The 1994 PDM was approved by the Municipal Assembly on May 26, 1994 and ratified by the Government on July 14 of the same year through Council of Ministers Resolution no. 94/94, published in Diário da República no. 226, I Série - B, September 29, 1994.

More information:
Framework Report

The process of preparing the Strategic Vision began in May 2002, with the drafting of the Terms of Reference and monitoring of the preliminary study entitled "Materializing the Strategic Vision for the City of Lisbon", in collaboration with McKinsey & Company, with Prof. João Ferrão as external consultant.

The Strategic Vision followed on from the previous Strategic Plan (1992) and was intended to be a benchmark for the executive's policies, having been drawn up in parallel with the start of the 1994 PDM Revision work. Using the methodology and basic values of traditional strategic planning, it was decided to objectively define a reduced set of key ideas and structuring axes that embodied what was called a Strategic Vision for the city.

This was not really a Second Strategic Plan for Lisbon, as its preparation would have required greater involvement from the main economic and social agents and sectors, both public and private, through a joint working methodology, in which the necessary consensus is developed around the selection of projects and the respective programming and financing of the actions to be undertaken, in the context of shared leadership and established cooperation mechanisms between all the agents and institutions involved in a Planning Council.

It is also worth noting the absence of a Participatory Council structure in the city of Lisbon, whose creation proposal (Proposal no. 541/2002 approved by the CML in 2003/02/05) was not approved by the Lisbon Municipal Assembly.

It should also be noted that, in view of the new framework provided by the Law on the Basis of Territorial Planning and Urbanism Policy (LBPOTU, Law no. 48/98, of August 11), the Municipal Master Plans now embody the local development strategy, which meant that it was no longer considered imperative to draw up a Second Strategic Plan.

In this context, the Strategic Vision - Lisbon 2012 systematized the strategic planning process in Lisbon, developed from 2002 onwards, and was intended to be a forward-looking document regarding the conduct of local spatial planning policy and the city's urban development. The fundamental idea was to develop a document that would guarantee the coherence of the city's urban development axes and the permanence in time and space of some structuring municipal policies, avoiding development obstacles resulting from the change, with the change of mandates, and consequently of the values and policies that supported the city's basic strategy.

The Strategic Vision for Lisbon 2012 aimed to qualify and modernize the city and project Lisbon to the highest positions in the ranking of the best cities to live, work and invest in, and is supported by four Urban Development Axes:

  • Lisbon, City of Neighborhoods
  • City of Entrepreneurs
  • City of Cultures
  • City of Modernity and Innovation

The urban intervention strategy along these axes of development was based on strategic guidelines and actions covering various themes and social, historical, cultural, environmental, economic, technological, etc. dynamics. Although the analysis is carried out separately, it was not intended to dissociate the objectives underlying the four axes, with the interventions taking on a transversal character to be conducted in an integrated manner.
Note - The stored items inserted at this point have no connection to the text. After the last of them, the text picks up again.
PR #8964, opened 2019-01-17
Mergify should squash

mkurz:
We don't allow merge commits in this repo.

See https://doc.mergify.io/actions.html#merge


dwijnand:
Squash 👎 😄

PR #8965, opened 2019-01-18
[2.7.x]: Avoid error when web command fails and there is a Java error handler

### LINKED ISSUE #8947: Play 2.7.0-RC9 fails to evolve database
might be related to https://github.com/playframework/playframework/issues/8935

2.7.0-RC9

Java

Windows 10

java version "11.0.1" 2018-10-16 LTS
Java(TM) SE Runtime Environment 18.9 (build 11.0.1+13-LTS)
Java HotSpot(TM) 64-Bit Server VM 18.9 (build 11.0.1+13-LTS, mixed mode)

### Expected Behavior

As documented at https://www.playframework.com/documentation/2.7.x/Evolutions#Evolutions-scripts

### Actual Behavior

```
play.api.http.HttpErrorHandlerExceptions$$anon$1: Execution exception[[NoSuchElementException: key not found: Id]]
        at play.api.http.HttpErrorHandlerExceptions$.throwableToUsefulException(HttpErrorHandler.scala:323)
        at play.api.http.DefaultHttpErrorHandler.onServerError(HttpErrorHandler.scala:243)
        at play.api.http.DefaultHttpErrorHandler$.onServerError(HttpErrorHandler.scala:464)
        at play.core.server.Server$$anonfun$handleErrors$1$1.applyOrElse(Server.scala:96)
        at play.core.server.Server$$anonfun$handleErrors$1$1.applyOrElse(Server.scala:92)
        at scala.runtime.AbstractPartialFunction.apply(AbstractPartialFunction.scala:38)
        at play.core.server.Server$.getHandlerFor(Server.scala:115)
        at play.core.server.AkkaHttpServer.handleRequest(AkkaHttpServer.scala:267)
        at play.core.server.AkkaHttpServer.$anonfun$createServerBinding$1(AkkaHttpServer.scala:149)
        at akka.stream.impl.fusing.MapAsync$$anon$30.onPush(Ops.scala:1207)
Caused by: java.util.NoSuchElementException: key not found: Id
        at scala.collection.immutable.Map$EmptyMap$.apply(Map.scala:101)
        at scala.collection.immutable.Map$EmptyMap$.apply(Map.scala:99)
        at play.api.libs.typedmap.DefaultTypedMap.apply(TypedMap.scala:102)
        at play.api.mvc.RequestHeader.id(RequestHeader.scala:35)
        at play.api.mvc.RequestHeader.id$(RequestHeader.scala:35)
        at play.api.mvc.RequestHeaderImpl.id(RequestHeader.scala:352)
        at play.core.j.JavaHelpers.createJavaContext(JavaHelpers.scala:172)
        at play.core.j.JavaHelpers.createJavaContext$(JavaHelpers.scala:169)
        at play.core.j.JavaHelpers$.createJavaContext(JavaHelpers.scala:282)
        at play.core.j.JavaHelpers.withContext(JavaHelpers.scala:270)
```
### Reproducible Test Case

start with 1.sql and restart with 9.sql (after renaming it to 2.sql)

[sql.zip](https://github.com/playframework/playframework/files/2759721/sql.zip)

marcospereira:
## Fixes

Fixes #8947.

## Purpose

This fixes a problem with requests failing in an unexpected way when there is the need to translate the request to Java (for example if there is a Java error handler) and web commands fail. The problem can be seen in evolutions, but any web command would make the request fails.

## Background Context

See explanation at this comment: https://github.com/playframework/playframework/issues/8947#issuecomment-455196484

### DIFF
--- a/framework/src/play-server/src/main/scala/play/core/server/Server.scala
+++ b/framework/src/play-server/src/main/scala/play/core/server/Server.scala
@@ -107,12 +107,13 @@ object Server {
       // with all attributes necessary to translate it to Java.
       // TODO: `copyRequestHeader` may be a misleading name here since the method is doing more than that.
       val factoryMadeHeader: RequestHeader = application.requestFactory.copyRequestHeader(request)
+      val enrichedRequest: RequestHeader = application.requestFactory.copyRequestHeader(request)
       try {
         // We hen use the Application's logic to handle that request.
-        val (handlerHeader, handler) = application.requestHandler.handlerForRequest(factoryMadeHeader)
+        val (handlerHeader, handler) = application.requestHandler.handlerForRequest(enrichedRequest)
         (handlerHeader, handler)
       } catch {
-        handleErrors(application.errorHandler, factoryMadeHeader)
+        handleErrors(application.errorHandler, enrichedRequest)
       }
     } catch {
       handleErrors(DefaultHttpErrorHandler, request)
--- a/framework/src/play-server/src/main/scala/play/core/server/Server.scala
+++ b/framework/src/play-server/src/main/scala/play/core/server/Server.scala
@@ -105,8 +105,8 @@ object Server {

From the definition of the Mission and Development Axes, to the production of recommendations and strategic guidelines in different areas and the drafting of planning measures and actions, it was widely participated in, through the adoption of a participatory methodology (twelve thematic workshops of focused participation) and the promotion of various meetings and discussion forums relating to the Revision of the Municipal Master Plan. The contributions and opinions recorded were very useful for outlining sectoral measures and strategies in the different areas of urban development.

The Lisbon Strategic Charter aims to respond to the current challenges in city planning. To envision the future, planning and realizing what we all want for Lisbon today.